Instruction for the entries that follow: retype exactly the lines from the line with "fountzou: Looking into" to the line with "bingwang-ms: If the", both included, and omit all others.

━━━ INFORMATION SUPPLIED ━━━

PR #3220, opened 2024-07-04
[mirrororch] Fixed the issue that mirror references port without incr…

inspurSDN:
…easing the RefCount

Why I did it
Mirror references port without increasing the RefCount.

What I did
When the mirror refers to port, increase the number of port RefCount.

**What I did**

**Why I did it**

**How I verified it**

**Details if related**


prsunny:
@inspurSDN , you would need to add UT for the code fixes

━━━
━━━ INFORMATION SUPPLIED ━━━

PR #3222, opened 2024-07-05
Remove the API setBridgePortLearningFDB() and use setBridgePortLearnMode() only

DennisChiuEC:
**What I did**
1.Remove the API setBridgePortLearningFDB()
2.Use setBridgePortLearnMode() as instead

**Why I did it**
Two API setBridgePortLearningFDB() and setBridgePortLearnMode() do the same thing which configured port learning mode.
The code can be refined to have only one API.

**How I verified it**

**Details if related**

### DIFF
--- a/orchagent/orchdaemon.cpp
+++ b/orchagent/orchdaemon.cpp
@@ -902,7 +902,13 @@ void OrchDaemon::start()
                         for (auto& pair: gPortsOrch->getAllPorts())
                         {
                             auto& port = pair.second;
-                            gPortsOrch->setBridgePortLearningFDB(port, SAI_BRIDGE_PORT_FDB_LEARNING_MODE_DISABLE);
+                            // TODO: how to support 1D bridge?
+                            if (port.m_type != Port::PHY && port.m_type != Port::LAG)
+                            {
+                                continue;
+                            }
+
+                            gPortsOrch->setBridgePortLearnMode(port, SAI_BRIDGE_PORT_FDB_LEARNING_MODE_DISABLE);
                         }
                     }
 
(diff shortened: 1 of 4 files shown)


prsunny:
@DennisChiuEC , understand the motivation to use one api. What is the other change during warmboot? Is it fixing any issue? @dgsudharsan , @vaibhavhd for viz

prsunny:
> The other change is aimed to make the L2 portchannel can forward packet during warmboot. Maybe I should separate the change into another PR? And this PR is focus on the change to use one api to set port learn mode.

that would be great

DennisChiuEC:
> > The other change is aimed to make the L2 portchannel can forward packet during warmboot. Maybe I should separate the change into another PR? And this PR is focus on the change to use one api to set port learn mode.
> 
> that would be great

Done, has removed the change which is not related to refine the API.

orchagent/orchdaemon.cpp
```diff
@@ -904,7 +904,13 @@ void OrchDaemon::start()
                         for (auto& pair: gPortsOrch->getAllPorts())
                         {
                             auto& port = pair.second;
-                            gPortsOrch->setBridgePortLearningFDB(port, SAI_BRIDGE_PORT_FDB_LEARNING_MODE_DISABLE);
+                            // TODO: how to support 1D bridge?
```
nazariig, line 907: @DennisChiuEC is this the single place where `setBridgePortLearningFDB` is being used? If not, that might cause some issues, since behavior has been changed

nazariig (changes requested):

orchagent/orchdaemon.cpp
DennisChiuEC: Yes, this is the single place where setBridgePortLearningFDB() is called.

━━━
━━━ INFORMATION SUPPLIED ━━━

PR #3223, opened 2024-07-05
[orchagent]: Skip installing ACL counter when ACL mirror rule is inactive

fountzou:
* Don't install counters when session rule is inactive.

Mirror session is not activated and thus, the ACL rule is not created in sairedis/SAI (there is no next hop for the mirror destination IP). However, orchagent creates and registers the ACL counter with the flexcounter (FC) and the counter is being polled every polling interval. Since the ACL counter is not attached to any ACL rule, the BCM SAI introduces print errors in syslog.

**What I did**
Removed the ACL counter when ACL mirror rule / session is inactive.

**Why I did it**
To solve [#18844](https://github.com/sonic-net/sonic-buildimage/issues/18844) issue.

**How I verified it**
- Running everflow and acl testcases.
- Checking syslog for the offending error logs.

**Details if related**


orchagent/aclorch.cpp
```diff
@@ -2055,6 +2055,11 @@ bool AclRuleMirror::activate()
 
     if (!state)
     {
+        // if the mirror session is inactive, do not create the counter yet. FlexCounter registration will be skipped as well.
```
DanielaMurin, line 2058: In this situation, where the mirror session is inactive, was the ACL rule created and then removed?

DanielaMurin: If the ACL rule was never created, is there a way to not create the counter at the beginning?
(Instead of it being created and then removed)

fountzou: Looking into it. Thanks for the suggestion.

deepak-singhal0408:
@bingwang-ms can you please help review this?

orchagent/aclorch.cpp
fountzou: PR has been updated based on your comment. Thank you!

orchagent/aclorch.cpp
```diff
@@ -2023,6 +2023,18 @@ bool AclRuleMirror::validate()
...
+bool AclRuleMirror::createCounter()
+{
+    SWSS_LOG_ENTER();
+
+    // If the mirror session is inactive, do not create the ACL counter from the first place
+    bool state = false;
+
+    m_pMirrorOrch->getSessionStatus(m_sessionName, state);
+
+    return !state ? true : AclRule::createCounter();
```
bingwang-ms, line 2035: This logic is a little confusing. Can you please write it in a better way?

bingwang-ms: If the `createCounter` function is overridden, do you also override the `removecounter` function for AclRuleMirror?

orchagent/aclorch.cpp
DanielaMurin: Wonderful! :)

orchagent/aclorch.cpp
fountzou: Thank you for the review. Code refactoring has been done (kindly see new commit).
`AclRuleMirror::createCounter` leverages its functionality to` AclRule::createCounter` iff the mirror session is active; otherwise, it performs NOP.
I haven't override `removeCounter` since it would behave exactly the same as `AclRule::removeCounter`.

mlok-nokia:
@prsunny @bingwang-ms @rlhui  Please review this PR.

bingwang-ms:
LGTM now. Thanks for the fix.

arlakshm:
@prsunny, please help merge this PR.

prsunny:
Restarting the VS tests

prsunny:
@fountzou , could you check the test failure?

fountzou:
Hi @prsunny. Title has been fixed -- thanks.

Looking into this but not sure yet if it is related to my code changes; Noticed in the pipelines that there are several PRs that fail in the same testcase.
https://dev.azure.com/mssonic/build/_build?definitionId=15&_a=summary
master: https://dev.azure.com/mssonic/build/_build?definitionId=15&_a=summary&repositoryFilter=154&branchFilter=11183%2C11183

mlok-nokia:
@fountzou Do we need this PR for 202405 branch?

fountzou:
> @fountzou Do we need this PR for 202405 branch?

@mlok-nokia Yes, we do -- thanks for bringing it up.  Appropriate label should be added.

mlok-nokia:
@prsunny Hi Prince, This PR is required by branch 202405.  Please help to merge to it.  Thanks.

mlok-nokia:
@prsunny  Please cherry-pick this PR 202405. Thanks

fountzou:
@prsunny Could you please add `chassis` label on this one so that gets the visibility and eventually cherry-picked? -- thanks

━━━

PROBLEM SOLUTION »
fountzou: Looking into it. Thanks for the suggestion.

deepak-singhal0408:
@bingwang-ms can you please help review this?

orchagent/aclorch.cpp
fountzou: PR has been updated based on your comment. Thank you!

orchagent/aclorch.cpp
```diff
@@ -2023,6 +2023,18 @@ bool AclRuleMirror::validate()
...
+bool AclRuleMirror::createCounter()
+{
+    SWSS_LOG_ENTER();
+
+    // If the mirror session is inactive, do not create the ACL counter from the first place
+    bool state = false;
+
+    m_pMirrorOrch->getSessionStatus(m_sessionName, state);
+
+    return !state ? true : AclRule::createCounter();
```
bingwang-ms, line 2035: This logic is a little confusing. Can you please write it in a better way?

bingwang-ms: If the `createCounter` function is overridden, do you also override the `removecounter` function for AclRuleMirror?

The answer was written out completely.